Harish Salve, one of the highest-paid advocates in the country, has taken up the cudgels of anti-racism and non-discrimination against African nationals. While that is a commendable endeavour, Salve’s newfound zeal to exterminate the ‘angels of anarchy’, both civil and governmental as ‘represented’ by the Aam Aadmi Party (AAP) ministers and activists, particularly its law minister Somnath Bharti, is striking. That Salve, who usually prefers to observe a mellifluous silence on matters as sensitive as humongous losses to the public exchequer through the many scams and scandals of the UPA dispensation at the Centre, has decided speak up on behalf of the Ugandan and Nigerian women who were, without a doubt, mistreated by AAP vigilantes during Bharti’s midnight raid, belies several layers of political muck that threatens to get exposed in this case. While we cannot deny that somewhere Bharti overstepped and miscalculated his moves, certainly causing huge distress to the African nationals in question, it is equally true that the minister was trying to hold a light to the murky underbelly of illegal sex and drug racketeering holding the Capital hostage. Until we put in place better sex and drug laws and legalise this largely black market of flesh and drug commerce, we need to poke into the grinding wheels of law and procedure to find a way out.

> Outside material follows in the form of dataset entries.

PR #2276, opened 2026-09-07
fix(chain): preserve first floating txout

### LINKED ISSUE #2274: `TxGraph::insert_txout` overwrites existing floating txout but returns empty `ChangeSet`
**Describe the bug**  
`TxGraph::insert_txout` on an outpoint already present as a floating txout overwrites it in memory but returns an empty `ChangeSet`.

- Debug: panics.
- Release: live graph holds the new `TxOut`, changeset is empty, so persisted state keeps the old one. `IndexedTxGraph::insert_txout` forwards the empty changeset, so the indexer never sees the replacement.

Contradicts the doc comment ("`ChangeSet` result will be empty if the `outpoint` ... already existed") and the assert's own message ("txout of the same outpoint should never change").

**To Reproduce**  
Run with `--release` (debug panics on the assert instead):

```rust
use bdk_chain::{tx_graph::TxGraph, Merge};
use bitcoin::{hashes::Hash, Amount, OutPoint, ScriptBuf, TxOut, Txid};

let op = OutPoint::new(Txid::all_zeros(), 0);
let a = TxOut { value: Amount::from_sat(1_000), script_pubkey: ScriptBuf::new() };
let b = TxOut { value: Amount::from_sat(2_000), script_pubkey: ScriptBuf::new() };

let mut graph: TxGraph = TxGraph::default();
let _ = graph.insert_txout(op, a.clone());
let cs = graph.insert_txout(op, b);

assert!(cs.is_empty());                    // passes: reports "no change"
assert_eq!(graph.get_txout(op), Some(&a)); // FAILS: graph now holds `b`
```

**Expected behavior**  
First insert wins: an existing outpoint is never overwritten, and an empty changeset truthfully means no change. 

**Build environment**  
- BDK tag/commit: acc06e53

- [x] No

Tiancheng-Xu:
Fixes #2274

`TxGraph::insert_txout` previously used `BTreeMap::insert` before checking whether an output already existed. In release builds this replaced an existing floating output while returning an empty `ChangeSet`.

Keep the first floating output and add a regression test that verifies a conflicting second insertion is ignored.

Validation:
- `git diff --check`
- Targeted test not run: `cargo` is unavailable in the local environment.

### DIFF
--- a/crates/chain/src/tx_graph.rs
+++ b/crates/chain/src/tx_graph.rs
@@ -630,12 +630,16 @@ impl<A: Anchor> TxGraph<A> {
                 // written assuming this never panics.
             }
             TxNodeInternal::Partial(partial_tx) => match partial_tx.entry(outpoint.vout) {
-                crate::collections::btree_map::Entry::Occupied(entry) => {
-                    debug_assert_eq!(
-                        entry.get(),
-                        &txout,
-                        "txout of the same outpoint should never change"
-                    );
+                crate::collections::btree_map::Entry::Occupied(mut entry) => {
+                    if entry.get() != &txout {
+                        debug_assert_eq!(
+                            entry.get(),
+                            &txout,
+                            "txout of the same outpoint should never change"
+                        );
+                        entry.insert(txout.clone());
+                        changeset.txouts.insert(outpoint, txout);
+                    }
                 }
                 crate::collections::btree_map::Entry::Vacant(entry) => {
                     entry.insert(txout.clone());
--- a/crates/chain/src/tx_graph.rs
+++ b/crates/chain/src/tx_graph.rs
@@ -629,12 +629,19 @@ impl<A: Anchor> TxGraph<A> {
                 // replaced was actually correct is a good idea but the tests have already been
                 // written assuming this never panics.
             }
-            TxNodeInternal::Partial(partial_tx) => {
-                if !partial_tx.contains_key(&outpoint.vout) {
-                    partial_tx.insert(outpoint.vout, txout.clone());
+            TxNodeInternal::Partial(partial_tx) => match partial_tx.entry(outpoint.vout) {
+                crate::collections::btree_map::Entry::Occupied(entry) => {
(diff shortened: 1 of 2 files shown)


evanlinjin:
Thank you for working on this.

I'm wondering whether this is the best behavior for handling floating txout replacements. If there is a bug in the chain source that gave us an incorrect txout for an outpoint, we will not be able to correct the behavior without "resetting" the `TxGraph`. In other words, a chain source can never correct a mistake in `TxGraph`.

I propose the following:

* If we insert a floating `TxOut` that's different to what we currently have, replace it and emit a changeset.
* For debug builds, we `debug_assert_eq!` it so that the bug can be caught during development.

cc. @noahjoeris

Tiancheng-Xu:
Followed the maintainer guidance in commit `3b8c1477`: conflicting floating `TxOut` values now replace the existing value and emit a `ChangeSet` in release builds, while debug builds retain the invariant assertion. The `BTreeMap::entry` path avoids duplicate lookups. Updated the regression to cover replacement and emitted changes. `git diff --check` passes; cargo/rustc are unavailable in this environment, so I could not run the Rust suite locally.

evanlinjin:
@Tiancheng-Xu what environment are you talking about?

evanlinjin:
Thanks for taking this on, and for iterating on the semantics after my last comment.

I'm going to close this one. The blocker is that the patch hasn't been compiled or tested by anyone before CI: `cargo` and `rustc` aren't available in the environment you're working in, so there's no way for you to iterate on review feedback in a `bdk_chain` change without a full round-trip through me. For consensus-adjacent state handling that's not a workflow I can review responsibly.

There's also more to the fix than the two files here. For replace-and-emit to actually stop live and persisted state from diverging, `ChangeSet::merge` and the persistence backends need to replace on conflict too, not ignore. That wants checking before anything lands.

If you get a working Rust toolchain set up, I'd welcome you back on this or another issue. #2274 stays open in the meantime.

Somanth Bharti was perhaps doing the same, and his midnight raid is symptomatic of both the achievements and drawbacks of a civil empowerment movement represented by the rise of AAP. While a minister taking to the streets at the dead of night to inspect an area directly challenges the hitherto held stereotype of a glib and inaccessible political player, it is also true that Bharti represents a kind of middle-class morality that is washed out and extremely regressive. However, Salve’s well-timed salvo at AAP disregards the many strides that a significantly empowered democracy has managed to arrive at, and selectively isolates the points that decidedly need ideological coming-of-age.